‘Making PDF Great Again’

The Goal

I am looking at producing a document format which will be used for ‘publishing’ academic documents which provides ‘a rich amount of data’ for a reader to interact with, not thin documents like current PDFs.

  • By ‘publishing’ I mean making public, in a way which freezes the document, much like making a printed document public.
  • By ‘a rich amount of data’ I mean keeping any meta-data the author would want to include, as well as any advanced views of the document, such as something in the style of Liquid Views: http://www.liquid.info/view.html

The Challenge

The ubiquity of PDFs will make it hard to challenge the current workflow.

The Workflow to Augment

The purpose of this project is to augment the full academic and scientific workflow – the interoperability feature is required to fully support the full lifecycle:

•  The Literature Review which currently happens through ‘thin’ PDF documents.
•  Performing Experiments
•  Developing The Thesis
•  Authoring
•  Collaboration & Review
•  Publishing. This is where the current PDF publishing method strips out a large amount of contextual data generated in the process, providing the person who is doing a literature review based on this document only a thin sliver of what was generated.

The Proposal : Rich PDF

Many in the  academic world are generally well versed in writing to export in LaTex to make sure their documents appear in the appropriate academic layout style.

The proposal here is to help the author tag their document as though exporting using LaTex style tagging/formatting, and using this tag data to export as a properly formatted PDF and adding a full XML sheet of all the attributes the author would like to have persist with the document (removing any data such as earlier drafts which the author may not want added).

For those who are not used to LaText all they will notice is that they are highlighting and tagging the document.

 

The user simply marks up the important elements of the document and these elements are preserved even though the published form is PDF

 

Open Document in Standard PDF Reader

Anyone can then open the resulting .pdf document in any PDF reader to read the document as they expect.

Open Document in Rich PDF Reader

Any user with a Rich PDF aware application can open the document and the PDF rendered layout can be thought of almost as a label which is not used; the rich data from the document is still contained within and can be used for a rich reading experience.

Specific Benefits

All the advanced features of the authoring environment will be retained. For example:

•  Free-form layouts for mind maps/concept maps will have all the 2D/3D layout data preserved for the reader to view how the author saw the connections in the document.
•  Live formulas will be preserved for the reader to interact with.
•  Rich data can be included, in compressed form.

Adoption & Power

This way we have an entirely new document format which will enable the user to richly and powerfully interact with the data in a published, ‘archived’ document yet everyone can open the powerfully features of the basic document.
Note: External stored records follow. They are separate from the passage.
PR #3512, opened 2025-10-08
fix(iroh): improve reusing of QAD reports

dignifiedquire:
## Description

This splits v4 vs v6 QAD report reuse between runs, to reduce traffic and overall work

### DIFF
--- a/iroh/src/net_report.rs
+++ b/iroh/src/net_report.rs
@@ -306,63 +306,69 @@ impl Client {
             report.update(&r);
         }
 
-        #[cfg(not(wasm_browser))]
-        let mut qad_v4_stream = self.qad_conns.watch_v4();
-        #[cfg(wasm_browser)]
-        let mut qad_v4_stream = n0_future::stream::empty::<Option<()>>();
-        #[cfg(not(wasm_browser))]
-        let mut qad_v6_stream = self.qad_conns.watch_v6();
-        #[cfg(wasm_browser)]
-        let mut qad_v6_stream = n0_future::stream::empty::<Option<()>>();
+        if self.have_enough_reports(&if_state, do_full, num_relays, &report) {
+            // check if we already have enough probes immediately after QAD returns
+            trace!("have enough probe reports, aborting further probes");
+            // shuts down the probes
+            drop(actor);
+        } else {
+            #[cfg(not(wasm_browser))]
+            let mut qad_v4_stream = self.qad_conns.watch_v4();
+            #[cfg(wasm_browser)]
+            let mut qad_v4_stream = n0_future::stream::empty::<Option<()>>();
+            #[cfg(not(wasm_browser))]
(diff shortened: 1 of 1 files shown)


iroh/src/net_report.rs
```diff
@@ -576,32 +571,99 @@ impl Client {
...
+                return true;
+            }
+            false
         } else {
-            None
+            // Incremental reports, here the requirements are reduced further
+            match (state.have_v4, state.have_v6) {
+                (true, true) => {
+                    // Both IPv4 and IPv6 are expected to be available
+                    if num_ipv4 > 1 && num_ipv6 > 1 {
```
flub: `>=` perhaps?  Or do you really want 2 each?  same off-by-one question in the full report above.

iroh/src/net_report.rs
```diff
@@ -576,32 +571,99 @@ impl Client {
...
+                }
+                (false, false) => {
+                    // Nothing works
+                    return false;
+                }
+            }
 
-            Some(timeout)
+            // If we have at least one probe per relay, we are happy
+            if num_total >= num_relays {
```
flub: does this case need to consider `state.have_v4` and `state.have_v6`?  E.g. if you have both and above doesn't yet return because its still waiting on ipv4 then this will return and no longer require ipv4?

iroh/src/net_report.rs
dignifiedquire: sigh, all of these should be `>=`....

dignifiedquire: fixed..

iroh/src/net_report.rs
dignifiedquire: this needs to only look at https probes, you are right

iroh/src/net_report.rs
```diff
@@ -330,12 +319,6 @@ impl Client {
             tokio::select! {
                 biased;
 
-                _ = &mut timeout_fut, if timeout_fut.is_some() => {
```
flub, line 333: Hum, I'm still not convinced.

Above happens:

Producers of authoring software can then further innovate with advanced reading functionality, knowing that documents can support the interactions.

Development Opportunities

If my word processor features an advanced layout then another developer’s software can choose to be able to use the data from my word processor or offer alternatives views, but not destroy the data which was generated by my word processor, so the user can always go back and view it in my application.

Implementation

In order to create such a system we will need to evaluate current rich document interchange standards and write up a spec based on this for the XML in PDF data, which we will then share with our friends in the word processor development community, where we will then settle on a standard which will be useable across the board.

I will be in touch with developer friends once a basic in-house spec has been generally agreed upon.

PostScript : Why Now?

“…the way that scientists share their results once they have them  … it’s a PDF in a journal that you can download and you can look at charts and graphs and read a static document, that’s what it is basically, there might be the odd chance to download a bit of data or watch a video or look at some pictures but for the most part it’s the same technology that’s been around for hundreds of years albeit you can now download it in a PDF and to Freeman’s mind, and it’s a fair point, that’s ridiculous…’

 Jeremy Freeman of Chan Zuckerberg Initiative, referred to in 14 minutes in on the Wired podcast https://overcast.fm/+OFMaEXgU

(Since Stuart Arnott brought the Freeman podcast to my attention I have been thinking (again) about about to re-invent academic documents. I sent a page of suggestions to a few people, including my advisor Les Carr, Joe Corneli (who has the very interesting notion of Scholia to put in the mix), Christopher Gutteridge who shredded my proposal (thanks, it was useful) and Mark Anderson with whom I had a long chat, which should have been recorded but these chats are often in loud student areas so likely would have been horrible to listen to anyway)

This lead to the concept presented here, for which I am grateful to Jeremy Freeman for providing the impetus.